According to my understanding of NVIDIA Deep Learning TensorRT Documentation , it should be possible to build tensorRT engines concurrently from multiple threads. However, I did not get the expected resultson the above platform.
In my C++ program, which started multiple threads and initialized the Tensorrt context and cuda stream in each thread, I found in my testing that the time it took to start two threaded models to process a frame (by processing time I mean one of the two models processing a frame) was greater than the time it took to start only one threaded model(Thread models interact with each other,the more threads, the slower the model.).
Deepstream and triton-server are not suitable for my business, so I need to use TensorRT API for integration. I hope you can help me solve this problem.
Environment
TensorRT Version: TensoRT-8.2.5 GPU Type: RTX3080 Nvidia Driver Version: 520.56.06 CUDA Version: cuda11.8 CUDNN Version: 8.6.0 Operating System + Version: centos7.9 Baremetal or Container (if container which image + tag): Baremetal
Relevant Files
This is the simplest test program that contains the full C++ code and model . Tensort_thead_test1.tar.gz (71.9 MB)
And my onnx model, if you need it yolov5m.tar.gz (67.5 MB)
Steps To Reproduce
Decompress Tensort_thead_test1.tar.gz and open the file
Open CMakeLists.txt to modify tensort and cuda versions.
Run ./build.sh
Open the build directory and run ./test + (number of model threads)
For example:
./test 1
./test 2
View the average frame rate printed on the terminal
I have checked a lot of relevant topics, and you all reply like this, but this is not helpful to me. I have read the relevant documents and confirmed that there is no problem in using them. I hope you can use the examples I provided for debugging.
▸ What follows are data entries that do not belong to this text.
PR #4417, opened 2024-12-05
base/net: add `ip_address` feature

maxteufel:
To be extended with more features in the future…

### DIFF
--- a/modules/base/src/net/ip_address.fz
+++ b/modules/base/src/net/ip_address.fz
@@ -1,0 +1,50 @@
+# This file is part of the Fuzion language implementation.
+#
+# The Fuzion language implementation is free software: you can redistribute it
+# and/or modify it under the terms of the GNU General Public License as published
+# by the Free Software Foundation, version 3 of the License.
+#
+# The Fuzion language implementation is distributed in the hope that it will be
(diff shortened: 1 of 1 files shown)


modules/base/src/net/ip_address.fz
```diff
@@ -0,0 +1,50 @@
...
+# in the case of an IPv4 address, this is the canonical mapping of that
+# address to an IPv6 address.
+#
+public ip_address (val u128) : property.equatable is
+
+  # is the stored IP address an IPv4 or IPv6 address?
+  #
+  public version ip_version =>
+    ipv4_prefix_netmask := u128 0x0000_0000_0000_0000 0x0000_ffff_0000_0000
+    if (val & ipv4_prefix_netmask) = (ipv4_prefix_netmask & ipv4_prefix_netmask)
```
simonvonhackewitz, line 36: bit late... but that does not make much sense to me

michaellilltokiwa: @simonvonhackewitz please explain why you think that? ;-)

simonvonhackewitz: Why `ipv4_prefix_netmask & ipv4_prefix_netmask`? Isn't that just the same as `ipv4_prefix_netmask`?

PR #4488, opened 2024-12-12
native: move fileio features to native

michaellilltokiwa:
see also: #4309


michaellilltokiwa:
@fridis No the intrinsics can go. But we need an io.out that uses `System.out.println` via fuzion.java.

PR #7558, opened 2026-08-18
rt: set `CLOEXEC` in `fzE_pipe_create`

michaellilltokiwa:
we don't want these to be inherited by child processes

### DIFF
--- a/include/posix.c
+++ b/include/posix.c
@@ -855,17 +855,27 @@ int fzE_pipe_create(int64_t * fds)
 {
   int pipefd[2];
 
-  if (pipe(pipefd) == -1)
+  // make sure no fork is done while we open pipes
+  fzE_lock();
+
+  int res = pipe(pipefd);
+
+  if (res == 0)
   {
-    return errno;
-  }
-  else
-  {
+    int readCloseExec = fcntl(pipefd[0], F_SETFD, FD_CLOEXEC);
+    int writeCloseExec = fcntl(pipefd[1], F_SETFD, FD_CLOEXEC);
+    assert(readCloseExec == 0);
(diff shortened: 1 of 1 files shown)


maxteufel (changes requested):
Use `pipe2` with flags instead of `pipe` and `fcntl` and lock.

michaellilltokiwa:
@maxteufel pipe2 is linux only AFAIK

maxteufel:
`pipe2` is `POSIX.1-2024`, according to the manual

michaellilltokiwa:
@maxteufel Ah okay, but we can currently use only up to POSIX 2008: `#define _POSIX_C_SOURCE 200809L`

maxteufel:
I had
```
$ cat ../ex_pipe.fz
max_test_time := time.duration.s 10

envir_vars := envir.Vars.env.map_of [ "PATH", "LANG" ]

Sequence.prefix ! outcome tokiwa.process_result =>
  seq := map x->x.as_string
  os.process.start seq.first.or_panic (seq.drop 1) envir_vars
            .bind (p -> tokiwa.record_process p Sequence.this.as_string max_test_time nil)

ex_pipe =>
  lm : mutate is
  _ := lm ! ()->
    os.pipe.for_writing _ lm (()->
        (io.buffered lm).writer.env.write "hello, world!\n" .or_panic
        (io.buffered lm).writer.env.flush.or_panic
        say "written") (r->
        x := !["/run/current-system/sw/bin/cat", "/dev/fd/$(r)"]
        say x)

_ := ex_pipe
```
(maybe old syntax pre-buffered reader API change) as a test example for pipes. I fear this would no longer work with `CLOEXEC`.

PR #7566, opened 2026-08-18
base: add effect `Runtime_Failure`

michaellilltokiwa:
The idea is the get some message about any failures happening at runtime. Currently some failures are silently ignored.

### DIFF
--- a/modules/base/src/Runtime_Failure.fz
+++ b/modules/base/src/Runtime_Failure.fz
@@ -1,0 +1,37 @@
+# This file is part of the Fuzion language implementation.
+#
+# The Fuzion language implementation is free software: you can redistribute it
+# and/or modify it under the terms of the GNU General Public License as published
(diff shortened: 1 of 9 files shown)


maxteufel (approved):

modules/base/src/Runtime_Failure.fz
```diff
@@ -0,0 +1,37 @@
...
+#
+#  Source code of Fuzion standard library feature Runtime_Failure
+#
+# -----------------------------------------------------------------------
+
+
+# effect to register any failures happening at runtime.
+#
+# By default this just prints the error to stderr
+#
```
fridis, line 28: I think this needs some more documentation. As I understand, this is to report errors that are essentially ignored since they are unexpected or the API does not permit reporting them. Would be good to give an example how to use this or how to suppress the error output or to turn it into a fault. 

Might also be good to find a better name such as `Ignored_Failure` or similar.

PR #7578, opened 2026-08-20
rt: add `fzE_process_close`

michaellilltokiwa:
On windows the process HANDLE needs to be freed.
We need to do this independently from `fzE_process_poll`


michaellilltokiwa:
@tokiwa-software/developers failing tests here are IMHO okay/expected

maxteufel (approved):

PR #7585, opened 2026-08-20
base: documentation fixes found by AI

michaellilltokiwa:


modules/base/src/float.fz
```diff
@@ -181,14 +181,14 @@ public float : numeric is
...
-  # hyperbolicus
+  # hyperbolic
 
   public sinh float.this => abstract
   public cosh float.this => abstract
   public tanh float.this => abstract
 
 
-  # area hyperbolicus
+  # area hyperbolic
```
maxteufel: if we're going for Latin to English we should also change "area" to "inverse"

modules/base/src/os/process.fz
```diff
@@ -77,7 +77,7 @@ module:public process(public pid i64, module std_in, std_out, std_err i64, name
     (io.buffered LM).Writer.instate (std_in_writer LM) f
 
 
-  # pipe this processes output to new process
+  # pipe this process's output to new process
```
maxteufel: process's is always wrong. one of processes or process' or processes' is correct.

maxteufel (changes requested):

examples/jitter/jitter_threaded.fz
simonvonhackewitz:
```suggestion
# jitter_threaded -- demo measuring periodic task jitter using time.histogram
```

modules/base/src/state.fz
```diff
@@ -61,7 +61,7 @@
 #
 public state(
 
-  # types of contained and the state value
+  # types of the contained value and the state
```
simonvonhackewitz: Maybe splitting this up with two separate comments would be better?

modules/base/src/state.fz
```diff
@@ -111,10 +111,7 @@ is
     state val new mode.next
 
 
-  # converts option to a string
-  #
-  # returns the result of $T for an option containing an instance
-  # of T, alternatively returns $nil for an option that is nil.
+  # converts state to a string
```
simonvonhackewitz: Maybe *convert* is not the best word? How about "create a string representation"

modules/base/src/state.fz
```diff
@@ -61,8 +61,11 @@
 #
 public state(
 
-  # types of contained and the state value
-  T, S type,
+  # type of the contained value
+  T,
```
simonvonhackewitz:
```suggestion
  T type,
```

simonvonhackewitz (approved):

maxteufel (approved):

PR #7593, opened 2026-08-21
base: add least-recently-used cache `container.LRU_Cache`

### LINKED ISSUE #7273: LRU Cache
We have a need for this in fzweb but also LRU is commonly needed. Would be good to have this.

simonvonhackewitz:
fix #7273


simonvonhackewitz:
Any thoughts on the NYIs?

modules/base/src/container/LRU_Cache.fz
```diff
@@ -0,0 +1,313 @@
...
+
+
+  # remove value for given key from the cache,
+  # returns the value if the key existed
+  #
+  public remove(key K) option V => # NYI: maybe call this invalidate?
+    LM.env.exclusive ()->
+      map.get key .bind i->{
+        res := values[i].or_panic
+        # values[i] := nil # NYI: necessary to overwrite removed entries, e.g. for privacy?
```
michaellilltokiwa: I think this probably does not hurt but in theory it should not be possible to access these anymore, correct?

modules/base/src/container/LRU_Cache.fz
```diff
@@ -0,0 +1,313 @@
...
+    LM.env.exclusive ()->
+      map.get key .bind i->(
+        move_first i
+        values[i].or_panic)
+
+
+  # remove value for given key from the cache,
+  # returns the value if the key existed
+  #
+  public remove(key K) option V => # NYI: maybe call this invalidate?
```
michaellilltokiwa: `invalidate` seems the better name, but I'm also okay with remove.

modules/base/src/container/LRU_Cache.fz
```diff
@@ -0,0 +1,313 @@
...
+    pre debug : 0 <= i < capacity
+  =>
+    pred := prev i
+    succ := next i
+
+    set_next pred succ
+    set_prev succ pred
+    if i = mru.get then mru <- succ
+    if i = lru.get then lru <- pred
+    nxtprv[i] := (i64 -1, i64 -1) # NYI: OPTIMIZATION: not really necessary, but might help to catch errors early
```
michaellilltokiwa: I don't understand this `NYI`, how is this an optimization and why is this an `i64` then and not e.g. `option u64`

modules/base/src/container/LRU_Cache.fz
```diff
@@ -0,0 +1,313 @@
...
+
+
+  # create an empty LRU cache with the given capacity
+  #
+  public type.new(I type : integer, capacity I) container.LRU_Cache LM K V
+    pre safety : 0 < capacity
+  =>
+    # NYI: OPTIMIZATION: should Mutable_Hash_Map provide an option to set minimum size to avoid reallocation when filling the cache?
+    m  := Mutable_Hash_Map LM K i64 .empty
+    ks := LM.env.new_array (option K) i64 capacity.as_i64 (_->nil) # NYI: array index type required here for lambda type inference
```
michaellilltokiwa: You can remove the `NYI` here. It is okay that type has to be specified here. Inference in this case is very hard.

michaellilltokiwa (changes requested):
Great stuff, one thing that is a blocker for me, the time running the actual test: 
JVM: `96s build/tests/lru_cache`
Should be less than 10sec, maybe with an option to run the long-form of the test.

modules/base/src/container/LRU_Cache.fz
simonvonhackewitz: yes

modules/base/src/container/LRU_Cache.fz
simonvonhackewitz: It is an additional array access, that is not strictly necessary. When no other element points to this one, it does not matter where the pointers of this one point to.

It is an `i64` because that is the default array index/length type, but also because it is convenient and avoids boxing.

michaellilltokiwa:
```suggestion
    if debug
      nxtprv[i] := (i64 -1, i64 -1)
```

michaellilltokiwa (approved):

PR #7597, opened 2026-08-24
base: allow index operations on `array2`/`3` without type parameter

### LINKED ISSUE #7543: index operations of multi-dimensional arrays should not require type parameter
I have just seen this change in #7537 ([reg_issue2380.fz](https://github.com/tokiwa-software/fuzion/pull/7537/changes#diff-212aefe4328ff07ee1aea490484d555e564f6f404c5ccd35c6ddb321c74387b3)):
```
-          c := area[y,x]
+          c := area[_,y,x]
```
Requiring a type parameter `_` here is IMHO not acceptable. 
I see two possible solutions

- hard-coding these operations to use a specific type like `i64` or `i32 | i64 | u32 | u64`
- make `array2` not inherit from `array`, but instead declare an inner field `base : array` and remove `index [] (one argument)`. Then, calls accessing the one-dimensional array would need to be written `array2.base[i]`, while accesses using two indices can still use `array2[x,y]` without a type parameter. 

I tend to prefer the second solution since that give a somewhat clearer distinction between an `array2` and the underlying one-dimensional array. 

The same holds for `array3`.

simonvonhackewitz:
Change `array2`/`3` to not inherit from `array`, instead define an inner field `base` of type `array`.

fix #7543

### DIFF
--- a/modules/base/src/array2.fz
+++ b/modules/base/src/array2.fz
@@ -33,7 +33,7 @@
 private:public array2(
        T type,
        public length0, length1 i64,
-       public base array T,
+       module base array T,
        _ unit,
        _ unit) : property.hashable
   pre
--- a/modules/base/src/array2.fz
+++ b/modules/base/src/array2.fz
@@ -33,17 +33,14 @@
 private:public array2(
        T type,
        public length0, length1 i64,
-       module redef internal_array fuzion.sys.internal_array T,
+       public base array T,
        _ unit,
-       _ unit)
- : array T internal_array unit unit unit unit
+       _ unit) : property.hashable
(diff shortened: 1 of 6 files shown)


modules/base/src/array2.fz
```diff
@@ -33,18 +33,15 @@
 private:public array2(
        T type,
        public length0, length1 i64,
-       module redef internal_array fuzion.sys.internal_array T,
+       public base array T,
```
michaellilltokiwa:
```suggestion
       module base array T,
```

michaellilltokiwa (approved):

PR #7598, opened 2026-08-24
win: fix mod_sqlite test

michaellilltokiwa:
Tested on my machine, seems to work:

image

### DIFF
--- a/.github/workflows/windows.yml
+++ b/.github/workflows/windows.yml
@@ -61,12 +61,11 @@ jobs:
           install: >-
             make
             git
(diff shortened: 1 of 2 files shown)


simonvonhackewitz:
Why did the Windows test not run in this PR?

michaellilltokiwa:
@simonvonhackewitz They did, seems to be a GitHub problem. Click checks and go to windows tests from there. But it is of no use anyway since windows is broken currently.

simonvonhackewitz (approved):

Issue #7423, opened 2026-07-21
add `interval.reverse` and `interval.last`


michaellilltokiwa:
```
for i in 1..1000 do
  _ := codepoint codepoint.utf8_encoded_in_four_bytes.as_list.last.or_panic
```
takes 37s     on my machine with jvm be 
takes >2min on my machine with c     be

fridis:
This is not that surprising since `codepoint.utf8_encoded_in_four_bytes` contains 65536 codepoints, so we have a total of 65 million codepoints to walk thropugh, 37s means that each takes about 500ns or >2µs for the C backend. 

What can be improved is that omitting `.as_list` does not make this any faster. `interval.last` could probably be implemented more efficiently.

michaellilltokiwa:
We may want `interval.reverse`?

fridis:
> We may want `interval.reverse`?

both, `interval.reverse` and `interval.last`. And maybe more.

michaellilltokiwa:
@simonvonhackewitz Might be a good first issue for Arthur.

PR #7600, opened 2026-08-24
interval: add O(1) first and last (#7423)

arturdmi:
Part of task #7423.

The `first` and `last` methods were inherited from `Sequence` and used `as_list`, which resulted in memory allocation for every element. Since the range represents an arithmetic progression, both values ​​can be calculated directly:

first = from
last  = from + ((through - from) / step) * step

The division operation truncates the fractional part, yielding the last element actually included in the range. For example, with `1..10:4`, the result is 9 rather than 10, as the sequence of elements is 1, 5, 9.

I used the same conditional cases as in the `size` method: the `from == through` case, the empty range case, and the general case.

JVM benchmark results (1000 iterations): 78.7 s → 2.9 s (empty program: 2.7 s).
The code example demonstrating the issue in the original ticket uses `.as_list.last` and is unaffected by these changes, as `as_list` constructs the list before `last` is called.

---

On `reverse`: the obvious version is `interval last from -step`, but `T` can be
unsigned and `interval u32` is exactly the case in the issue. As far as I can
tell there's no way to ask whether negation is meaningful for a given `T` —
`prefix -!` is `=> true` in `numeric.fz` and never overridden, `prefix -?` never
returns `nil`, and `u32`/`i32` only override the wrapping `-°`.

So should `reverse` return a lazy `Sequence` instead of an `interval`, or would
you rather have a proper predicate in `numeric` for this? Happy to do either.


modules/base/src/interval.fz
```diff
@@ -97,6 +97,45 @@ is
         T.from_u32 as_list.count.as_u32
 
 
+  # get the first element of this interval
+  #
+  # Performance: O(1)
+  #
+  public redef first option T
```
michaellilltokiwa: I think this is `O(1)` even without this `redef`?

tests/interval_last/test_interval_first_last.fz
```diff
@@ -17,34 +17,43 @@
...
+
+# negative step, through is not an element: 10,6,2
+say (i32 10 .. 1 : -4).last
+
+# empty intervals, see the docstring of interval
+say (interval 2 1 1).last
+say (interval 1 2 -1).last
+
+# large interval, must be O(1)
+say (u32 1 .. 1000000).last
```
michaellilltokiwa:
```suggestion
check (u32 1 .. u32.max).last = u32.max
```

tests/interval_last/test_interval_first_last.fz
```diff
@@ -17,34 +17,43 @@
...
-
-        if len < 0
-          error "hostname failed" fzE_last_error
-        else
-          String.from_bytes (arr.slice 0 len)
+
+# --- last ---
+
+# through is an element of the interval
+say (u32 1 .. 10).last
```
michaellilltokiwa: I would suggest to rather do it like this than via `say`. 
```suggestion
check (u32 1 .. 10).last = 10
```

michaellilltokiwa:
Good, the PR description seems unredacted AI though. I don't understand all of it, e.g.:

> Same three-case structure as size.

michaellilltokiwa:
I think, if possible `reverse` should return an `interval`.

modules/base/src/interval.fz
```diff
@@ -97,6 +97,61 @@ is
...
+  public redef last option T
+  =>
+    match through
+      thru T =>
+        if from = thru then
+          from
+        else if step.sign = (from ⋄ thru).sign then
+          nil
+        else
+          from + (((thru - from) / step) * step)
```
simonvonhackewitz: This might be slightly easier to understand
```suggestion
          thru - (thru - from) % step
```

modules/base/src/interval.fz
```diff
@@ -97,6 +97,61 @@ is
...
+  #
+  # Performance: O(1)
+  #
+  public redef first option T
+  =>
+    match through
+      thru T =>
+        if from = thru then
+          from
+        else if step.sign = (from ⋄ thru).sign then
```
simonvonhackewitz: This could be simplified, since two branches return the same result
```suggestion
        if from != thru && step.sign = (from ⋄ thru).sign then
```

simonvonhackewitz:
> I think, if possible `reverse` should return an `interval`.

Maybe it is a design flaw that negative steps are not possible with unsigned integers? Subtraction would be possible as long as the result does not become negative.

arturdmi:
Suggestion: treat the direction as a separate field and keep the step always positive. This would make the interval `u32` reversible. However, this change would affect many other parts of the code.
All `u32` intervals in the `base` module—specifically in `codepoint.fz`—are ascending. The reverse unsigned interval is currently not used or tested anywhere.That's why I don't know if we need this.

arturdmi:
There is already an "interval" folder in the tests. Should i add the tests for the new features there as well?

modules/base/src/interval.fz
```diff
@@ -97,6 +97,61 @@ is
...
+  # The i-th element is `last - i*step`, which works for positive and
+  # negative `step` without requiring negation, so it also works for
+  # unsigned `T`.
+  #
+  public redef reverse Sequence T
+  =>
+    match last
+      l T =>
+        n := size.as_i32
+        (0 .. n-1).map (i -> l - (T.from_u32 i.as_u32)*step)
```
fridis: This does not work for, e.g., `interval (i64 1000000000000 1000000000010) .reverse`. 

Try something like this

```suggestion
        interval l first -step
```

fridis (changes requested):
Looks pretty good. 
Below my suggestion to avoid depending on `u32`/`i32`

modules/base/src/interval.fz
```diff
@@ -97,6 +97,63 @@ is
...
+  #
+  # Performance: O(1)
+  #
+  # The i-th element is `last - i*step`, which works for positive and
+  # negative `step` without requiring negation, so it also works for
+  # unsigned `T`.
+  #
+  public  reverse_interval interval T 
+  pre
+    safety: T.zero -! step
```
fridis: Maybe a comment would be good here: 

```suggestion
    safety: T.zero -! step   # We must be able to negate `step`, so `T` must be signed
```

fridis (changes requested):
very nice now!

Just a request for a comment since `infix -!` is probably not an obvious operator known by everyone.

modules/base/src/interval.fz
```diff
@@ -97,6 +97,63 @@ is
...
+
+  # reverse the order of the elements in this interval
+  #
+  # Performance: O(1)
+  #
+  # The i-th element is `last - i*step`, which works for positive and
+  # negative `step` without requiring negation, so it also works for
+  # unsigned `T`.
+  #
+  public  reverse_interval interval T
```
fridis:
```suggestion
  public reverse_interval interval T 
```

fridis:
> I think, if possible `reverse` should return an `interval`.

I think `Sequence T` is fine, we might think about adding `reverse` to `Sequence` as well, so then the result should be `Seqeuence T`.

fridis:
> Suggestion: treat the direction as a separate field and keep the step always positive. This would make the interval `u32` reversible. However, this change would affect many other parts of the code. All `u32` intervals in the `base` module—specifically in `codepoint.fz`—are ascending. The reverse unsigned interval is currently not used or tested anywhere.That's why I don't know if we need this.

I would not add an extra field and tests of that field since that would add overhead to all intervals (and they tend to be used often in performance critical code).

fridis:
> There is already an "interval" folder in the tests. Should i add the tests for the new features there as well?

This is up to you. I would prefer adding the new tests to `tests/interval` if possible.

arturdmi:
> > I think, if possible `reverse` should return an `interval`.
> 
> I think `Sequence T` is fine, we might think about adding `reverse` to `Sequence` as well, so then the result should be `Seqeuence T`.

`Sequence.reverse` already exists (Sequence.fz:320, `=> as_list.reverse_list`),
so I want to make sure I understood you correctly — did you mean rewriting
that one, or adding `reverse` somewhere else?

modules/base/src/interval.fz
```diff
@@ -97,6 +97,63 @@ is
...
+  # Performance: O(1)
+  #
+  # The i-th element is `last - i*step`, which works for positive and
+  # negative `step` without requiring negation, so it also works for
+  # unsigned `T`.
+  #
+  public reverse_interval interval T 
+  pre
+    safety: T.zero -! step # We must be able to negate `step`, so `T` must be signed
+    debug: through.exists && first.exists
```
michaellilltokiwa: First does not need to exist, I think? The reverse of an empty interval is also just an empty interval

modules/base/src/interval.fz
```diff
@@ -97,6 +97,63 @@ is
...
+  =>
+    match last
+      l T =>
+        interval l first -step
+      nil =>
+        interval T.zero T.zero T.zero
```
michaellilltokiwa:
```suggestion
        panic "reversing an unbounded interval is not possible"
```

maxteufel:
`Sequence.reverse` gets an automatic implementation due to `interval` being a `Sequence`. However, I did not see a way to make this O(1), since preconditions are _contravariant_, we cannot _add_ the restriction of only signed integers here. That's why I suggested to @arturdmi to make this a separate feature.

modules/base/src/interval.fz
```diff
@@ -97,6 +109,42 @@ is
...
+  # Performance: O(1)
+  #
+  public reverse_interval interval T
+  pre
+    safety: T.zero -! step
+    debug: through.exists && first.exists
+  =>
+    match last
+      l T =>
+        interval l first -step
```
maxteufel, line 143: you removed `first` again, so how is this supposed to work?

michaellilltokiwa: @maxteufel only the redefinition was removed, `first` is inherited anyway.

arturdmi: first is not defined in interval.fz — it comes from Sequence.first (Sequence.fz:189), which is as_list.first, and list.first (list.fz:182) just returns the head.

maxteufel: Yes; however, `as_list` is an O(n) complex operation. This means that the complexity of `reverse_interval` also goes up to O(n) from O(1) before. Then we can just use `Sequence.reverse` instead.

arturdmi:
`as_list` treated `interval x x 0` as empty.

Now `from = thru` is excluded from the check and the recursion stops for a zero step.
Refs #7602
```
➜  fuzion git:(issue/7423) cat > /tmp/z.fz <<'EOF'
i := interval (i32 5) (i32 5) (i32 0)
say i.size
say i.count
say i.as_list
say i.is_empty
say (i.contains 5)
EOF
fz /tmp/z.fz

Output:
1
1
[5]
false
true
```

modules/base/src/interval.fz
```diff
@@ -24,58 +24,78 @@
...
+    debug: ((step_factor.sign = 0): through=from) # `step_factor` cannot be zero unless `from == through`, because a zero step would never reach `through`.
     safety: (step *? step_factor).exists
   =>
     interval from through step*step_factor
 
 
-  # list representation of values in this interval
+  # the values of this interval as a list, in order
+  #
+  # Returns an empty list if `step` moves in the opposite direction of `through`.
```
maxteufel, line 81: why not just return the interval as a list but in reverse?

arturdmi: Returning the elements in reverse would make as_list.count ≠ size and include elements contains rejects  same as in #7602.

arturdmi: `interval 0 -1 1 ` has to stay empty, not become [-1, 0].
Descending order is already expressible as interval 2 1 -1 or .reverse

maxteufel (approved):

fridis (approved):
good.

@spolisetty The example is provided by noblehill above. I tried it, but the problem still remain.Is there any way to solve it? This kind of multithreaded parallelism doesn’t seem performant to me.
In multiple threads, if each thread is using tensorrt , the performance will drop dramatically. It is known for me for 2 years. I cannot believe you guys cannot re-produce it!!
It should be issue of thread. No activities too long, thread lost CPU, There is any activity again, it spends much more time to get the CPU from the beginning.